Once the trams were all completed the next task was to get the hay home to the haggart. This was done with a buckrake on the little Massey Ferguson 135 we had   at the time (after eventually progressing from donkey power to horse power).

ONCE THE hay was brought home to the haggart it was   made into a rick. This was rectangular in construction and could reach a height of fifteen feet or so. Usually a neighbour came to help us at this stage. I remember   Dick with his strong rounded shoulders and Daddy beside him and they hoisting up forkfuls of hay to my brothers who were building the rick.

My sister and I were given the task of walking in the hay – we would basically walk around on it to flatten it.

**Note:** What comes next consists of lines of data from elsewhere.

PR #1492, opened 2022-02-07
StorageConsumer: [CephFS] Add controller changes to provide storage service for consumers 

kesavanvt:

PR #1496, opened 2022-02-08
ocs-to-ocs: fetch cephFilesystemSubVolumeGroup resources

subhamkrai:
this commit fetch cephFilesystemSubVolumeGroup resources
from rook and append it to the external resource list.

### DIFF
--- a/services/provider/server/server.go
+++ b/services/provider/server/server.go
@@ -5,8 +5,10 @@ import (
 	"crypto"
 	"crypto/md5"
 	"crypto/rsa"
+	"crypto/sha256"
 	"crypto/x509"
 	"encoding/base64"
+	"encoding/hex"
 	"encoding/json"
 	"encoding/pem"
 	"fmt"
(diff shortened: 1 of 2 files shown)


subhamkrai:
on top of #1492

services/provider/server/server.go
```diff
@@ -334,6 +336,40 @@ func (s *OCSProviderServer) getExternalResources(ctx context.Context, consumerRe
...
+			provisionerCephClientSecret, err := s.getCephClientSecretName(ctx, i.CephClients["provisioner"])
+			if err != nil {
+				return nil, err
+			}
+
+			extR = append(extR, &pb.ExternalResource{
+				Name: "cephfs",
+				Kind: "StorageClass",
+				Data: mustMarshal(map[string]string{
+					"clusterID": hash(clusterID),
```
nb-ohad, line 361: Why are we splitting the creation of the cluster id into two places? (here and Line 345)
Can we just do it here, or there?

services/provider/server/server.go
```diff
@@ -334,6 +336,40 @@ func (s *OCSProviderServer) getExternalResources(ctx context.Context, consumerRe
 					"csi.storage.k8s.io/node-stage-secret-name":        nodeCephClientSecret,
 					"csi.storage.k8s.io/controller-expand-secret-name": provisionerCephClientSecret,
 				})})
+		case "CephFilesystemSubVolumeGroup":
+			subVolumeGroup := &rookCephv1.CephFilesystemSubVolumeGroup{}
+			err := s.client.Get(ctx, types.NamespacedName{Name: i.Name, Namespace: s.namespace}, subVolumeGroup)
+			if err != nil {
+				return nil, fmt.Errorf("failed to get %s cephFilesystemSubVolumeGroup. %v", i.Name, err)
+			}
+			clusterID := fmt.Sprintf("%s-%s-file-%s", subVolumeGroup.Namespace, subVolumeGroup.Spec.FilesystemName, subVolumeGroup.Name)
```
nb-ohad, line 345: This is defined very far for the place it is used, any reason to do so?

services/provider/server/server.go
```diff
@@ -363,3 +399,8 @@ func mustMarshal(data map[string]string) []byte {
 	}
 	return newData
 }
+
+func hash(s string) string {
+	h := sha256.Sum256([]byte(s))
+	return hex.EncodeToString(h[:16])
+}
```
nb-ohad, line 406: Why do we need a util function to a 2 liner that is used only once? Can't we just embed this in the call site?

services/provider/server/server.go
```diff
@@ -334,6 +336,40 @@ func (s *OCSProviderServer) getExternalResources(ctx context.Context, consumerRe
...
+
+			extR = append(extR, &pb.ExternalResource{
+				Name: "cephfs",
+				Kind: "StorageClass",
+				Data: mustMarshal(map[string]string{
+					"clusterID": hash(clusterID),
+					"csi.storage.k8s.io/provisioner-secret-name":       provisionerCephClientSecret,
+					"csi.storage.k8s.io/node-stage-secret-name":        nodeCephClientSecret,
+					"csi.storage.k8s.io/controller-expand-secret-name": provisionerCephClientSecret,
+				})})
```
nb-ohad, line 365: Why are we splitting the creation of the cluster id into two places? (here and Line 345)
Can we just do it here, or there?

nb-ohad, line 365: A suggestion related to my comment on the hash util (below)

services/provider/server/server.go
nb-ohad, line 361: A suggestion related to my comment on the hash util (below)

This was fine when we were near the ground but got quite   scary the higher the rick got. Again the rick was tapered a little at the top and when finished it was tied down and covered with plastic to keep it dry. When we built the haybarn I must say I missed the sight of the rick of hay at the end of the haggart.

In time our father caught up with the times and we graduated to getting the hay baled. Whilst this took a lot of the backbreaking work out of saving the hay it also took a lot of the fun out of it. But I’m sure it’s only from a child’s perspective that the serious issue of saving the hay could ever be considered fun.